PR #542, opened 2020-12-23
Improve comments appearance

fmuellner:
A couple of minor fixes and tweaks, and a bigger one: Render markdown in comments as we do for the desciption.

The last change means that only the header line of new comments is printed in bold, but IMHO this is enough for them to stand out.

And the readability improvement is quite significant:

Screenshot from 2020-12-23 12-51-08

### DIFF
--- a/cmd/issue_note_test.go
+++ b/cmd/issue_note_test.go
@@ -80,7 +80,8 @@ func Test_issueReplyNote(t *testing.T) {
 	noteID := noteIDs[1]
 
 	// add reply to the noteID
-	reply := exec.Command(labBinaryPath, "issue", "reply", "lab-testing", issueID+":"+noteID, "-m", "reply to note")
+	reply := exec.Command(labBinaryPath, "issue", "reply", "lab-testing", issueID+":"+noteID,
+		"-m", "reply to note", "-m", "second reply paragraph")
 	reply.Dir = repo
 	c, err := reply.CombinedOutput()
 	if err != nil {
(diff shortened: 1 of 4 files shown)


prarit:
I had originally implemented only bolding the new comment string like you did but found that it was useful to have the whole message bolded with MRs with lots of comments.

I'm on the fence on this.  I'll leave it @bmeneguele or @zaquestion to make a decision on this one.

prarit:
One thought: It might be nice to have an MR format test of some kind.  Some of your commits are for indentation and readability, and it might be good to have a test that checks for that the output format is correct.

bmeneguele:
> I had originally implemented only bolding the new comment string like you did but found that it was useful to have the whole message bolded with MRs with lots of comments.
> 
> I'm on the fence on this. I'll leave it @bmeneguele or @zaquestion to make a decision on this one.

IMHO it's better to keep to whole comment bold, mostly due to new comments in old discussions that are shown before newer comments in that MR. But the other changes you did indeed look pretty nice. Is it possible to keep both? :)

fmuellner:
>  But the other changes you did indeed look pretty nice. Is it possible to keep both? :)

My first reaction was to say no, because `printit()` is still set up to use bold style, but the rendered markdown overrides it.

But after taking a closer look, I think it'll be possible to come up with something.

fmuellner:
> One thought: It might be nice to have an MR format test of some kind. Some of your commits are for indentation and readability, and it might be good to have a test that checks for that the output format is correct.

Good point, I'll amend the tests to check for the indent.

bmeneguele (approved):
Yep! LGTM :)

PR #546, opened 2020-12-28
RFC: Figure out issue automatically if possible

fmuellner:
If no issue number is specified on the command line, we may still
get one if we find a MR request associated with the current branch,
and that MR is set to close an issue.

_Instructions to follow_. Every line of the data above belongs in the answer, unchanged.

_Your solution_.
PR #542, opened 2020-12-23
Improve comments appearance

fmuellner:
A couple of minor fixes and tweaks, and a bigger one: Render markdown in comments as we do for the desciption.

The last change means that only the header line of new comments is printed in bold, but IMHO this is enough for them to stand out.

And the readability improvement is quite significant:

Screenshot from 2020-12-23 12-51-08

### DIFF
--- a/cmd/issue_note_test.go
+++ b/cmd/issue_note_test.go
@@ -80,7 +80,8 @@ func Test_issueReplyNote(t *testing.T) {
 	noteID := noteIDs[1]
 
 	// add reply to the noteID
-	reply := exec.Command(labBinaryPath, "issue", "reply", "lab-testing", issueID+":"+noteID, "-m", "reply to note")
+	reply := exec.Command(labBinaryPath, "issue", "reply", "lab-testing", issueID+":"+noteID,
+		"-m", "reply to note", "-m", "second reply paragraph")
 	reply.Dir = repo
 	c, err := reply.CombinedOutput()
 	if err != nil {
(diff shortened: 1 of 4 files shown)


prarit:
I had originally implemented only bolding the new comment string like you did but found that it was useful to have the whole message bolded with MRs with lots of comments.

I'm on the fence on this.  I'll leave it @bmeneguele or @zaquestion to make a decision on this one.

prarit:
One thought: It might be nice to have an MR format test of some kind.  Some of your commits are for indentation and readability, and it might be good to have a test that checks for that the output format is correct.

bmeneguele:
> I had originally implemented only bolding the new comment string like you did but found that it was useful to have the whole message bolded with MRs with lots of comments.
> 
> I'm on the fence on this. I'll leave it @bmeneguele or @zaquestion to make a decision on this one.

IMHO it's better to keep to whole comment bold, mostly due to new comments in old discussions that are shown before newer comments in that MR. But the other changes you did indeed look pretty nice. Is it possible to keep both? :)

fmuellner:
>  But the other changes you did indeed look pretty nice. Is it possible to keep both? :)

My first reaction was to say no, because `printit()` is still set up to use bold style, but the rendered markdown overrides it.

But after taking a closer look, I think it'll be possible to come up with something.

fmuellner:
> One thought: It might be nice to have an MR format test of some kind. Some of your commits are for indentation and readability, and it might be good to have a test that checks for that the output format is correct.

Good point, I'll amend the tests to check for the indent.

bmeneguele (approved):
Yep! LGTM :)

PR #546, opened 2020-12-28
RFC: Figure out issue automatically if possible

fmuellner:
If no issue number is specified on the command line, we may still
get one if we find a MR request associated with the current branch,
and that MR is set to close an issue.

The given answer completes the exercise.